PR #2964, opened 2024-10-27
Remove dependency on spectral

dzbarsky:
It's only used for 2 test cases and we can just not use it.


dzbarsky:
@illicitonion want to take a look?

PR #2965, opened 2024-10-28
rust_test(crate=foo) inherits foo.aliases

sam-mccall:
Inline tests compile the same set of source files as the original crate.
The set of aliases required will be the same or occasionally a superset.
We shouldn't make users repeat them across targets.


krasimirgg:
could you add a regression test

krasimirgg (approved):
Thank you!

PR #2966, opened 2024-10-28
A rust_test_suite(srcs=[]) should be empty.

sam-mccall:
This can arise when srcs is a glob that currently matches no files.
The target may nevertheless be useful for regularity across libraries,
and to future-proof against newly-added test files being ignored.

Previously, we hit the special-case handling of `test_suite(tests=[])`:

> If the tests attribute is unspecified or empty, the rule will default
> to including all test rules in the current BUILD file that are not
> tagged as manual. These rules are still subject to tag filtering.

We can't directly turn this behavior off, so this patch uses tag
filtering to avoid including those default tests.


test/empty_suite/BUILD.bazel
```diff
@@ -0,0 +1,47 @@
...
+    scope = [":suite"],
+)
+
+# Test that the suite is empty.
+sh_test(
+    name = "deps_test",
+    srcs = ["verify_empty.sh"],
+    args = ["$(location :deps)"],
+    data = [":deps"],
+)
```
buchgr, line 47: I think the best way forward is to use bazel's runfile library. Basically follow these instructions https://github.com/bazelbuild/bazel/blob/c71f0b6ded1de926bd1081fd4327142777711b03/tools/bash/runfiles/runfiles.bash#L55: 1) Add `"@bazel_tools//tools/bash/runfiles"` to deps, copy'n'paste the stanza that loads the runfiles library to `verify_empty.sh` and the use the `rlocation` function to get the on disk path.

test/empty_suite/BUILD.bazel
```diff
@@ -0,0 +1,47 @@
...
+    name = "deps",
+    expression = "deps(//test/empty_suite:suite, 1) - //test/empty_suite:suite",
+    scope = [":suite"],
+)
+
+# Test that the suite is empty.
+sh_test(
+    name = "deps_test",
+    srcs = ["verify_empty.sh"],
+    args = ["$(location :deps)"],
```
buchgr, line 45: You may have to use `rlocationpath` instead of `location`, but not sure without trying it out.

test/empty_suite/verify_empty.sh
```diff
@@ -0,0 +1,7 @@
+#!/bin/sh
+# Verifies that argv[1] is an empty file.
+
+set -eux
+
+test -f $1
```
buchgr, line 6: If you apply my above suggestion this would be rewritten to `test -f $(rlocation $1)`.

Essentially, when `--noenable_runfiles` Bazel writes a file `MANIFEST` contains a mapping of logical path to on disk path for every file in the `data` attribute. the `rlocation` function parses the file given the logical path and returns the absolute path. If runfiles are enabled you don't need this because then bazel will create a symlink for logical path -> on disk path.

sam-mccall:
Thanks @buchgr!

That will work, but of course adds some complexity (new dependencies, extra code in the script, more moving pieces to debug). One alternative is to disable this test in the no-runfiles configuration (https://github.com/bazelbuild/rules_rust/blob/main/.bazelci/presubmit.yml#L39). This is clearly a limitation of the test rather than the rules, and we have plenty of coverage in other configurations.

@krasimirgg what would you prefer here?

krasimirgg:
> Thanks @buchgr!
> 
> That will work, but of course adds some complexity (new dependencies, extra code in the script, more moving pieces to debug). One alternative is to disable this test in the no-runfiles configuration (https://github.com/bazelbuild/rules_rust/blob/main/.bazelci/presubmit.yml#L39). This problem is clearly a limitation of the test rather than the rules, and we have plenty of coverage in other configurations.
> 
> @krasimirgg what would you prefer here?

I think disabling the regression test in the no-runfiles configuration is OK for this. Just wanna also run this trough @UebelAndre: OK with this?

krasimirgg:
@sam-mccall let's disable the test in the no-runfiles configuration with a comment that's intentional.

sam-mccall:
> @sam-mccall let's disable the test in the no-runfiles configuration with a comment that's intentional.

Done. The rolling-bazel buildkite failures seem unrelated.

krasimirgg (approved):
Thank you!

PR #2967, opened 2024-10-28
Add support for wasm32-wasip1 target.

PiotrSikora:
The wasm32-wasi target has been renamed to wasm32-wasip1, see:
https://blog.rust-lang.org/2024/04/09/updates-to-rusts-wasi-targets.html

Note that this change breaks @rules_rust//rust/platform:wasi builds when
using Rust version older than 1.78.


UebelAndre (approved):
Thanks!

PR #2968, opened 2024-10-28
Add build_script_env_for_target_cfg

illicitonion:
This allows setting env vars for a build script with selects based on the configuration of the target which depends on it, rather than exec configuration the build script naturally ends up configured in.


cargo/private/cargo_build_script_wrapper.bzl
```diff
@@ -107,6 +108,7 @@ def cargo_build_script(
             links attribute and therefore provide environment variables to this build script.
         proc_macro_deps (list of label, optional): List of rust_proc_macro targets used to build the script.
         build_script_env (dict, optional): Environment variables for build scripts.
```
UebelAndre, line 110: Wait, doesn't this get consumed as `cfg = "target"`? The order is:
```
rust_binary --exec--> cargo_build_script_runfiles --target--> cargo_build_script
```
If `env` if `build_script_env_for_target_cfg` is consumed through `cargo_build_script_runfiles` or directly on `cargo_build_script`, isn't the result the same?

UebelAndre (changes requested):

cargo/private/cargo_build_script_wrapper.bzl
illicitonion: `cargo_build_script_runfiles` doesn't get `exec` transitioned - you put `cargo_build_script_wrapper` macros directly in `deps` (no edge transition), and that macro expands to a `cargo_build_script` which doesn't have a self transition. A `cargo_build_script` depends on a `cargo_build_script_runfiles` using the `script` attribute (which has `cfg = "target"`).

UebelAndre: But why is consuming `env` from `cargo_build_script_runfiles` different than consuming it directly in `cargo_build_script`?

PR #2970, opened 2024-10-29
feat: add an attr to rust_binary for customization of the binary name

mattem:
It's often desirable to set the name of the resulting binary to something else other than the target name (`attr.name`), perhaps when the `rust_binary` target is wrapped in a macro, and not considered the "main" target of that macro.

This diff adds a new `binary_name` attribute to `rust_binary`, which when set will be used as the resulting binaries prefix instead of the targets name. The default is to still use the target name.


illicitonion (approved):
Beautiful, thanks!

PR #2983, opened 2024-11-05
Stop using config.string(allow_multiple = True)

EdSchouten:
According to the Bazel documentation, this option is deprecated. config.string_list(repeatable = True) should be used instead.

### DIFF
--- a/rust/private/clippy.bzl
+++ b/rust/private/clippy.bzl
@@ -43,7 +43,7 @@ clippy_flag = rule(
         "Multiple uses are accumulated and appended after the extra_rustc_flags."
     ),
     implementation = _clippy_flag_impl,
-    build_setting = config.string(flag = True, allow_multiple = True),
+    build_setting = config.string_list(flag = True, repeatable = True),
 )
 
 def _clippy_flags_impl(ctx):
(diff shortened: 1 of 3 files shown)


UebelAndre (changes requested):
Thanks! Does this change usability of the flag? Can you also link some notes on the deprecation?

EdSchouten:
> Thanks! Does this change usability of the flag?

No, it doesn't. I just tested this by running the following command in the examples directory:

```
bazel build --verbose_failures --@rules_rust//rust/settings:extra_rustc_flag=foo --@rules_rust//rust/settings:extra_rustc_flag=bar //hello_world
```

In both cases the resulting command line flags passed to the Rust compiler are the same.

> Can you also link some notes on the deprecation?

https://bazel.build/rules/lib/toplevel/config#string

> Deprecated, use a string_list setting with repeatable = True instead. [...]

Deprecated in this commit, which is part of Bazel 6.0.0 and later: https://github.com/bazelbuild/bazel/commit/cdf01a39ab9def4d46f41595ac1ac9206a96d6f8

UebelAndre (approved):
Thanks!

PR #2986, opened 2024-11-06
Added `cargo_config` attribute to `cargo_bootstrap_repository`.

UebelAndre:
This can be useful for workspaces which have a `config.toml` for the workspace (used by `crate_universe`) and want to share the same configuration with any bootstrap repositories.


cargo/private/cargo_bootstrap.bzl
```diff
@@ -237,13 +250,17 @@ cargo_bootstrap_repository = repository_rule(
             ],
             default = "release",
         ),
+        "cargo_config": attr.label(
+            doc = "The path of the Cargo configuration (`Config.toml`) file.",
+            allow_single_file = ["Cargo.toml"],
```
illicitonion, line 255: I don't think these files are typically called Cargo.toml?

illicitonion (approved):
Makes sense, but one question

cargo/private/cargo_bootstrap.bzl
UebelAndre: Oh no!

UebelAndre: Fixed!

PR #3821, opened 2026-01-23
Add platform triple arm-unknown-linux-musleabi

martin4861:
Add `arm-unknown-linux-musleabi` to the list of supported platform triples in `SUPPORTED_T2_PLATFORM_TRIPLES`.

The `arm-unknown-linux-musleabi` triple is a valid Rust target supported by the official Rust toolchain and is required for building Rust projects targeting ARM devices with musl. This platform triple is also recognized by popular crates in the ecosystem, such as the https://crates.io/crates/nix/0.26.2, which explicitly supports this target as T2.


martin4861:
@illicitonion @UebelAndre would you mind having a look at this PR? Merging this PR would unblock my activities. There is also a corresponding conversion in the `#rust` slack bazel community. Thanks a lot in advance.

PR #3827, opened 2026-01-27
Update build_bazel_apple_support version and checksum

dsharlet:
This version contains https://github.com/bazelbuild/apple_support/commit/44c43c715aa58d16dc713ec0daa0a4373c39245a which fixes missing `LC_UUID` errors when trying to build this (and transitive dependencies) on OSX Tahoe (e.g. https://github.com/google-ai-edge/LiteRT/issues/4727).

Also, I notice this comment: 

```
    # Make the iOS simulator constraint available, which is referenced in abi_to_constraints()
    # rules_rust does not require this dependency; it is just imported as a convenience for users.
```

FWIW, this "convenience" has caused months of pain for many users. This old dependency was very difficult to track down.

### DIFF
--- a/rust/repositories.bzl
+++ b/rust/repositories.bzl
@@ -125,8 +125,8 @@ def rules_rust_dependencies():
     maybe(
         http_archive,
         name = "build_bazel_apple_support",
-        sha256 = "b53f6491e742549f13866628ddffcc75d1f3b2d6987dc4f14a16b242113c890b",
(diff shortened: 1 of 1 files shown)


illicitonion (commented):
Thanks! Please can you also update https://github.com/bazelbuild/rules_rust/blob/2c3469e325fe8d70863247c52cd5ba866311b114/MODULE.bazel#L18 so we're using consistent versions?

Issue #1592, opened 2022-10-12
Pubish runfiles package to crates.io


UebelAndre:
Would it be possible to publish the [runfiles|https://github.com/bazelbuild/rules_rust/blob/main/tools/runfiles/runfiles.rs] package to https://crates.io/ so it doesn't become an unnecessary forcing forcing function between the use of Bazel and Cargo? The library very rarely changes so I think it'd be fine to publish something to maintain interoperability.

UebelAndre:
cc @krasimirgg @scentini

krasimirgg:
I'm a bit doubtful about successfully using this from a cargo context: from the sources it looks like this is very specifically designed for using in bazel environments: https://github.com/bazelbuild/rules_rust/blob/main/tools/runfiles/runfiles.rs#L1. As a risk: if we publish it to crates.io, this may create unreasonable expectations that it works in cargo context.
Otherwise I think it's fine to publish in principle.

Could you say more about how this unnecessarily forces to choose between bazel and cargo? Naively, if I had a project and wanted it to support both cargo and bazel and needed the runfiles functionality for the bazel bits, I'd try and guard the bazel-specific bits that require the runfiles under a source config / conditional compilation or something like that.

fmeum:
While it's true that the runfiles library should change only very rarely, it actually will have to change to accommodate Bzlmod (see https://github.com/bazelbuild/bazel/issues/16124 and the linked proposal). Whatever the outcome of this discussion is, I would urge you to wait until Bazel 6 has been released and the required changes have been implemented.

UebelAndre:
Seems `rules_python` published their runfiles library: 
- https://github.com/bazelbuild/rules_python/pull/1048

I still think this should be a published crate.

liningpan:
I think another benefit is to have it accessible on docs.rs, although pkg.go.dev works differently. 
https://pkg.go.dev/github.com/bazelbuild/rules_go@v0.39.1/go/runfiles

UebelAndre:
@matts1 would you be willing to transfer the [runfiles](https://crates.io/crates/runfiles) crate to @scentini so we can publish this from `rules_rust`?

Related github aciton: https://github.com/bazelbuild/rules_rust/actions/runs/23716384551
```
error: crate runfiles@0.1.0 already exists on crates.io index
```

I don't know if even publishing a new version would be sufficient without so sort of transfer

matts1:
[...]

PR #3830, opened 2026-01-29
Add runfiles crate

dzbarsky:
the runfiles crate on crates.io is 3 years old. This PR allows downstream users to depend on runfiles via a `git` override in their Cargo.toml, so they can build both with Cargo and bazel

closes https://github.com/bazelbuild/rules_rust/issues/1592


rust/runfiles/runfiles.rs
```diff
@@ -44,10 +44,27 @@ const TEST_SRCDIR_ENV_VAR: &str = "TEST_SRCDIR";
 #[macro_export]
 macro_rules! rlocation {
     ($r:expr, $path:expr) => {
-        $r.rlocation_from($path, env!("REPOSITORY_NAME"))
+        {
```
UebelAndre, line 47: What are these changes?

PR #3834, opened 2026-02-02
Configures the stale bot to manage inactive issues and PRs.

meteorcloudy:


.github/workflows/stale.yml
```diff
@@ -0,0 +1,57 @@
...
+        repo-token: ${{ secrets.GITHUB_TOKEN }}
+        days-before-issue-stale: 430
+        days-before-pr-stale: 90
+        days-before-issue-close: 90
+        days-before-pr-close: 30
+        stale-issue-message: >
+          Thank you for contributing to the rules_rust repository!
+          This issue has been marked as stale since it has not had any activity in the last 1+ years. It will be closed in the next 90
+          days unless any other activity occurs. If you think this issue is still relevant and should stay open, please post any comment here and the issue will no longer be marked as stale.
+        close-issue-message: >
```
alexeagle, line 42: I originally added the stalebot to rules_python and then later deleted it
https://github.com/bazel-contrib/rules_python/commits/main/.github/workflows/stale.yml.

IMO it's great for us to have a bot label issues as stale, but a human should close them.

The reason we removed it is, when a real issue with the repo isn't being fixed, closing it simply reduces the accuracy of the data - a real issue exists but is no longer documented. It also discourages contributors who experience "well I took the time to report this and no one cares".
It's even worse for PRs.

meteorcloudy: I think it depends on whether the project maintainers are actually triaging issues/PRs.

Assuming they are, then:
- If the issue / PR is unclear and waiting for more information from the reporter/contributor, the stale bot will close them if there is no activity.
- If a real issue exists, then the project maintainers should acknowledge that by adding the `not stale` label or a priority label. 

If there is no one looking at the issues/PRs at all, then nothing will meaningfully help.

PR #3836, opened 2026-02-03
Fixes behavior of rust_generated_srcs within the rust-analyzer aspect

csmulhern:
The existing rust analyzer aspect does not handle generated files completely.

1. The aspect does not propagate through the `srcs` attribute, so on a top level target that uses a generated dependency, the aspect will not run.
2. For targets with transitive dependencies that contain generated rust sources, the aspect will visit those dependencies, but because `rust_generated_srcs` is not aggregated onto the top-level target, the files themselves will not be generated. This breaks things like e.g. jump-to-definition if you try to jump to a file that has not yet been generated by bazel.

This PR addresses both these issues.


csmulhern:
@UebelAndre is there someone that can take a look at this?

csmulhern:
@UebelAndre this is up to date again if there's someone who can take a look.

UebelAndre (approved):
Thank you for the ping! This looks great!

Issue #3844, opened 2026-02-05
rust wrappers are non-deterministic


finn-ball:
```
$ bazel clean
$ bazel build //tools/upstream_wrapper:cargo
$ shasum bazel-bin/tools/upstream_wrapper/cargo
d1d010e014b926b0ba8ed90b4776fbff34805a9f  bazel-bin/tools/upstream_wrapper/cargo

$ bazel clean
$ bazel build //tools/upstream_wrapper:cargo
$ shasum bazel-bin/tools/upstream_wrapper/cargo
7b74eedb103f95c518de237607e66e14ea4fa18c  bazel-bin/tools/upstream_wrapper/cargo
```

I can see the sandbox path being used inside the binary:
```
$ strings bazel-bin/tools/upstream_wrapper/cargo | grep "sandbox/"
/sandbox/linux-sandbox/16/execroot/_main/

# run bazel clean and build again

$ strings bazel-bin/tools/upstream_wrapper/cargo | grep "sandbox/"
/sandbox/linux-sandbox/20/execroot/_main/
```

This is the cause:
https://github.com/bazelbuild/rules_rust/blob/f197ab88658216491f2ecc49bfe304baf1525f1e/tools/upstream_wrapper/BUILD.bazel#L24

I can confirm this by printing out the path inside the wrapper:
```
[upstream_wrapper] WRAPPED_TOOL_EXECPATH: /home/finn/.cache/bazel/_bazel_finn/6ec03a67d155658aee9b57f8ad0b7723/sandbox/linux-sandbox/27/execroot/_main/bazel-out/k8-fastbuild/bin/external/+rust+rust_linux_x86_64__x86_64-unknown-linux-gnu__stable_tools/rust_toolchain/bin/cargo
```

And if you check the command, this is why:
```
WRAPPED_TOOL_EXECPATH='${pwd}/bazel-out/k8-fastbuild/bin/external/+rust+rust_linux_x86_64__x86_64-unknown-linux-gnu__stable_tools/rust_toolchain/bin/cargo' \
```

PR #3845, opened 2026-02-05
[3844] Use rootpath for wrapper root for determinism

finn-ball:
Fixes https://github.com/bazelbuild/rules_rust/issues/3844

Uses a relative path instead of absolute:
```
WRAPPED_TOOL_EXECPATH: ../+rust+rust_linux_x86_64__x86_64-unknown-linux-gnu__stable_tools/rust_toolchain/bin/cargo
```

### DIFF
--- a/tools/upstream_wrapper/src/main.rs
+++ b/tools/upstream_wrapper/src/main.rs
@@ -20,7 +20,11 @@ fn main() {
             }
             Ok(path)
         })
-        .unwrap_or(PathBuf::from(WRAPPED_TOOL_ROOTPATH));
+        .unwrap_or_else(|_| {
+            std::env::current_dir()
+                .expect("Failed to get current directory")
+                .join(WRAPPED_TOOL_ROOTPATH)
+        });
 
     if !wrapped_tool_path.exists() {
         panic!(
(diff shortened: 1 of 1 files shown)


tools/upstream_wrapper/BUILD.bazel
```diff
@@ -21,7 +21,7 @@ ALL_TOOLS = [target for target in TOOLS.values()]
         data = ALL_TOOLS if tool_name == "cargo" else [target],
         edition = "2018",
         rustc_env = {
-            "WRAPPED_TOOL_EXECPATH": "$(execpath {})".format(target),
+            "WRAPPED_TOOL_EXECPATH": "$(rootpath {})".format(target),
```
katre: Should the variable (here and in main.rs) also be changed? It looks like this is just a fallback for finding the binary when runfiles fails.

finn-ball: Potentially this "fix" could break cross compilation potentially if the target is different to the execution host?

finn-ball: I'm open to ideas on other fixes

PR #3852, opened 2026-02-13
Add 'build_script_exec_properties' to 'crate.annotation'

alloveras:
## Intent
To allow specifying [`exec_properties`](https://bazel.build/reference/be/common-definitions#common.exec_properties) via [`crate.annotation`](https://bazelbuild.github.io/rules_rust/crate_universe_bzlmod.html#annotation).

## Problem
The current implementation allows tweaking a few of the attributes that get generated for the `cargo_build_script` rule, but, unfortunately, not the `exec_properties`.

My current use case for which I want to be able to specify `exec_properties` is a semi-large build script that gets performance benefits from running on machines with multiple CPUs. If you are not using remote execution, it essentially boils down to whatever hardware you have available locally. However, if RBE is available, being able to set `exec_properties = {"Pool": "<pool-with-powerful-hardware>"}` allows you to specifically steer these build actions to the machines that you want to run them on.

## Solution
To extend the current `cargo-bazel` code along with the relevant Starlark code to make it possible to specify `exec_properties` for the generated `cargo_build_script` rules.


alloveras:
~I think I have to run some magic command(s) to update the lockfile checksums, but I couldn't find the correct incantation anywhere 😢  Otherwise, CI fails complaining about the checksum mismatch.~

~I tried `CARGO_BAZEL_REPIN=1 bazel test //...` but that didnt' seem to help, unfortunately. Will try `./util/repin_all.sh` and report back.~

Edit: It seems like running `./util/repin_all.sh` did the trick 🎉

illicitonion (approved):
Looks reasonable, thanks!

PR #3853, opened 2026-02-13
crate_universe: add features_to_remove to crate.annotation

### LINKED ISSUE #2779: Optional dependencies not respected in bzlmod
Hello,
I have a non cargo setup via bzlmod. When i set `default_features= False`  in crate.spec, the rust_library target generated in the crate's BUILD file still has dependencies that should only be set when that specific feature is present.

robbie-vanderzee:
## Summary

Adds `features_to_remove` to `crate.annotation`, restoring the ability to override Cargo feature unification that was lost when `crate.override` was removed.

## Motivation

Cargo feature unification takes the union of all feature declarations across the dependency graph. When crate A depends on crate B with default features enabled, a top-level `crate.spec(default_features = False)` on B has no effect — Cargo still resolves the full default feature set. Perhaps an override = True could be the solution here too?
====
▶ EXERCISE DETAILS: Go through the records above and copy each line where "actually" is found.

▶ OUTPUT OF THE TASK:
While it's true that the runfiles library should change only very rarely, it actually will have to change to accommodate Bzlmod (see https://github.com/bazelbuild/bazel/issues/16124 and the linked proposal). Whatever the outcome of this discussion is, I would urge you to wait until Bazel 6 has been released and the required changes have been implemented.
meteorcloudy: I think it depends on whether the project maintainers are actually triaging issues/PRs.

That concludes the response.